### Requirement
Copy out each line of the material in which the word "removed" can be found.

### Exercise input
- - -
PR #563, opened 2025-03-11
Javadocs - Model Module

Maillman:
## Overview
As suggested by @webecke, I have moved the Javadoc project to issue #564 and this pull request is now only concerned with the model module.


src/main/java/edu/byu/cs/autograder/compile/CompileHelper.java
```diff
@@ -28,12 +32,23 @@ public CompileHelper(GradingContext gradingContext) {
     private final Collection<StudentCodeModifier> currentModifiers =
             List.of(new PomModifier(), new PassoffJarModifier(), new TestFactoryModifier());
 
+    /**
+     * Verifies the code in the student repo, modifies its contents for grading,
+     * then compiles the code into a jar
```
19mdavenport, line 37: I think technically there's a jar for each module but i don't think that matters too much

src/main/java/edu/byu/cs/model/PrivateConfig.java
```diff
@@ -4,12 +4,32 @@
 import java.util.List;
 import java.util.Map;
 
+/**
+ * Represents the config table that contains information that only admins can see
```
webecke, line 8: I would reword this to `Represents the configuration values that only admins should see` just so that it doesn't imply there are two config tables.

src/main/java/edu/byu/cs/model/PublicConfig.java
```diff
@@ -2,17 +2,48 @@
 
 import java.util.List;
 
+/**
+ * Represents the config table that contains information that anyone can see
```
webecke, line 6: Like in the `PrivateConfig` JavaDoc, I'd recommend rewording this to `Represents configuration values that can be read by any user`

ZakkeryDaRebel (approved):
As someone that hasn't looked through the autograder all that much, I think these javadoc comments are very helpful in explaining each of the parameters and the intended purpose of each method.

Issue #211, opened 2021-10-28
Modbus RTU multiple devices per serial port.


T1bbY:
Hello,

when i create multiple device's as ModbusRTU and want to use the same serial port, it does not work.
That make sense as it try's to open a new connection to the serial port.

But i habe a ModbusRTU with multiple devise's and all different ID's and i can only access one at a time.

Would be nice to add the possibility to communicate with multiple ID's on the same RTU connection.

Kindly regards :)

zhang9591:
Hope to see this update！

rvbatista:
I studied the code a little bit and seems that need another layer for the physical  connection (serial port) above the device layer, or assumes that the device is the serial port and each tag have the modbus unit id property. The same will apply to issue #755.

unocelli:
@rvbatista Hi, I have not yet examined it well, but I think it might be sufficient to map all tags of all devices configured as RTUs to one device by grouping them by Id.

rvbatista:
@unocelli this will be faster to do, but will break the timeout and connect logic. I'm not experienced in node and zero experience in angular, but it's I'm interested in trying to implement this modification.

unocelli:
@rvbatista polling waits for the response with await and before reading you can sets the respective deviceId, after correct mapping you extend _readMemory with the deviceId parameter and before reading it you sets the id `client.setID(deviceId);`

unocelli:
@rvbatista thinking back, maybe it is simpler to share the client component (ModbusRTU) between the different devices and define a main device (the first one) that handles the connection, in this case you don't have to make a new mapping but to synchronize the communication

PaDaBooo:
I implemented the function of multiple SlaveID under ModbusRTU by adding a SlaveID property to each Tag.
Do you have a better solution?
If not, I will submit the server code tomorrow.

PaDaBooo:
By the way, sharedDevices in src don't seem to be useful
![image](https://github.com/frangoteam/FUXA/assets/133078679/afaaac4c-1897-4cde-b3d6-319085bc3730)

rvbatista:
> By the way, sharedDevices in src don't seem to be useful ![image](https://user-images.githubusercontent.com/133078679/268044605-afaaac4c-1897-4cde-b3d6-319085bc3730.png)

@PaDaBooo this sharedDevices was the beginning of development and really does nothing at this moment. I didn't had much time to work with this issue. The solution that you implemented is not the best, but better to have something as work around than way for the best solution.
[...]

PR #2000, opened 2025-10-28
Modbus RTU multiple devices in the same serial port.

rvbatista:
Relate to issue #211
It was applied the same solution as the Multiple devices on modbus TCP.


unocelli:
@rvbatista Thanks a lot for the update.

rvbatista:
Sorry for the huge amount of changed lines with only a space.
- - -
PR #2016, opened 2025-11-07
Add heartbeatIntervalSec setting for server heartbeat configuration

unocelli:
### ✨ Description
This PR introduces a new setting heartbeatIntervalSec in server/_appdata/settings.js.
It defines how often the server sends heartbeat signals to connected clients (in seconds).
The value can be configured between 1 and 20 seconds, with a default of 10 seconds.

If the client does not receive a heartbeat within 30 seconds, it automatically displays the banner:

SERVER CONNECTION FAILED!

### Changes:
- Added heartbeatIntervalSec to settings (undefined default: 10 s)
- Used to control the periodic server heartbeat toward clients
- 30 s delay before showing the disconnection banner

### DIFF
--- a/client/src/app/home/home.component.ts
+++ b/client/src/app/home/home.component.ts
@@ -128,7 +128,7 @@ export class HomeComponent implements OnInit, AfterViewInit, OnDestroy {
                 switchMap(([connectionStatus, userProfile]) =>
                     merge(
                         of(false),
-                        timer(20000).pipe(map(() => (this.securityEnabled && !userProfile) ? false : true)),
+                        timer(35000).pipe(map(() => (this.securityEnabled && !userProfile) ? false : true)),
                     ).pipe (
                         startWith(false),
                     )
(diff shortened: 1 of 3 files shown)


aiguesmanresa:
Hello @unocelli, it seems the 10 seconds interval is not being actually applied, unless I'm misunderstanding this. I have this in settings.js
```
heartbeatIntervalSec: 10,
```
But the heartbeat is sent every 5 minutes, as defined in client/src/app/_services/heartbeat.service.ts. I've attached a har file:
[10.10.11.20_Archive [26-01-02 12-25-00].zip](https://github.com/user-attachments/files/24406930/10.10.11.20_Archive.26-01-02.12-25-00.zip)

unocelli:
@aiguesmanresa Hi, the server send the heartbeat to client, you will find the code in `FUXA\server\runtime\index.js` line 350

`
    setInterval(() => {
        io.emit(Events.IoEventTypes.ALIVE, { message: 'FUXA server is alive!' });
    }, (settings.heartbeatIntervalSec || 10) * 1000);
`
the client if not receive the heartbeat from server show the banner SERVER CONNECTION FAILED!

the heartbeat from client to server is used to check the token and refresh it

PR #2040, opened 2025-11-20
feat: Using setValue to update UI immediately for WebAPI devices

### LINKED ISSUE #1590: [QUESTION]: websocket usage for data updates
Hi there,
- - -
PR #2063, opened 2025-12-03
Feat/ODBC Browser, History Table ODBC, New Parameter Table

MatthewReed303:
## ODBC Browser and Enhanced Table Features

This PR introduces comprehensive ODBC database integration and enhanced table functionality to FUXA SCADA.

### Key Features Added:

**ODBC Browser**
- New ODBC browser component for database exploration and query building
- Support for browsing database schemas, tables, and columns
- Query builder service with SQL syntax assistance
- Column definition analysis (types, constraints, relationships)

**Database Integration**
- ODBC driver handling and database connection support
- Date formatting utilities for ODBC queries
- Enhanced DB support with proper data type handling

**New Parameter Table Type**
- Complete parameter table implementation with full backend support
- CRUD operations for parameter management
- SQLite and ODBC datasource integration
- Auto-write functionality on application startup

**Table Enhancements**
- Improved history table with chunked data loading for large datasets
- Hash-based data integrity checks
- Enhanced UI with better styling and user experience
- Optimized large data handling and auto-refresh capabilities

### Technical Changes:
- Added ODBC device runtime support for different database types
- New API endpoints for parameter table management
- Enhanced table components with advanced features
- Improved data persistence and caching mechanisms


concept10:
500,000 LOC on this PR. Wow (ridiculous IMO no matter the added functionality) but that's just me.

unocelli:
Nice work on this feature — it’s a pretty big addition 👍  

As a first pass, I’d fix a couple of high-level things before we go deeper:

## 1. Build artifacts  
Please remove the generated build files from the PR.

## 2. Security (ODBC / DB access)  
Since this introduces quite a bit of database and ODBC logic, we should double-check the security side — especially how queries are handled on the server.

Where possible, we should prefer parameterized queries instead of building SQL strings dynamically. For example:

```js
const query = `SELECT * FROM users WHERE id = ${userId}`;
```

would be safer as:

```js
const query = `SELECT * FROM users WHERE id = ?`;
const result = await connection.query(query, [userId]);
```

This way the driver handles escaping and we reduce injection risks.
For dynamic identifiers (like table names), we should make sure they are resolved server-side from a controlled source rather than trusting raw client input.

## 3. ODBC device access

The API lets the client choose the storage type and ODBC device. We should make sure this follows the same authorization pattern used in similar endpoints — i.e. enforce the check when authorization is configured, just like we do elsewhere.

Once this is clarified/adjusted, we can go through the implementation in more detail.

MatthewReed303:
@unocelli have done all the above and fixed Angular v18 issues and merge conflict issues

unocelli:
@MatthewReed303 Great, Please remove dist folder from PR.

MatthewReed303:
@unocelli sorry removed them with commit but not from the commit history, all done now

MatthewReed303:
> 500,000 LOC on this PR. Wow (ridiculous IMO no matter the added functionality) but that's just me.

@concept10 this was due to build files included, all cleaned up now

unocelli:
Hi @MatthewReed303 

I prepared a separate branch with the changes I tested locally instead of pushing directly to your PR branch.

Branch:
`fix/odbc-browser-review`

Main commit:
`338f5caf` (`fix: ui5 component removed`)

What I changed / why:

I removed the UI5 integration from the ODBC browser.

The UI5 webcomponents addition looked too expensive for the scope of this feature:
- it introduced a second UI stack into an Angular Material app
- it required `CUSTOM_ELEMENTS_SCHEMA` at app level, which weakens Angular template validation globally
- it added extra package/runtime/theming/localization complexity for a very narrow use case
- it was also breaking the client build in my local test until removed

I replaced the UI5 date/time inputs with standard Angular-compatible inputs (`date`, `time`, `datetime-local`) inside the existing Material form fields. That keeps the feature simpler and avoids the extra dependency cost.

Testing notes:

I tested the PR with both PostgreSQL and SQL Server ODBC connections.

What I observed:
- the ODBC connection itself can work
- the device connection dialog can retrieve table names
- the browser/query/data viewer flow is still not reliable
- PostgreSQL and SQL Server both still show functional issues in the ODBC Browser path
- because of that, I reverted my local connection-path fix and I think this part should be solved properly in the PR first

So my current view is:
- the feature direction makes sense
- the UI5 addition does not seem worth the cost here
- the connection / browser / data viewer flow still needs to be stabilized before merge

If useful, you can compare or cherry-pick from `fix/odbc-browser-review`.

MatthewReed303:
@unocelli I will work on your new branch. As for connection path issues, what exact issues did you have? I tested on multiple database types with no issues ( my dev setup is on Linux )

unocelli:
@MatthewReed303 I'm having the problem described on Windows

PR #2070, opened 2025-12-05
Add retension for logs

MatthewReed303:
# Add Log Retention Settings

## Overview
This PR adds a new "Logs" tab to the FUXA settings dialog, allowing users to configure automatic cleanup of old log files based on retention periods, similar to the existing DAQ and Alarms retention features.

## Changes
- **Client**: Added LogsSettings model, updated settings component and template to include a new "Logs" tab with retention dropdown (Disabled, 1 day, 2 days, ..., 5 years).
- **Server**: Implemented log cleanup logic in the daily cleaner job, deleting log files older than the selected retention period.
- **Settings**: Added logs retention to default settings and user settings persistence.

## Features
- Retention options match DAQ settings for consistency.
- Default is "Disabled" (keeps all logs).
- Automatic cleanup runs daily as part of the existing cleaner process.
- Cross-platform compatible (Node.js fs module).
- - -
### Answer box
@unocelli sorry removed them with commit but not from the commit history, all done now
`338f5caf` (`fix: ui5 component removed`)
I removed the UI5 integration from the ODBC browser.
- it was also breaking the client build in my local test until removed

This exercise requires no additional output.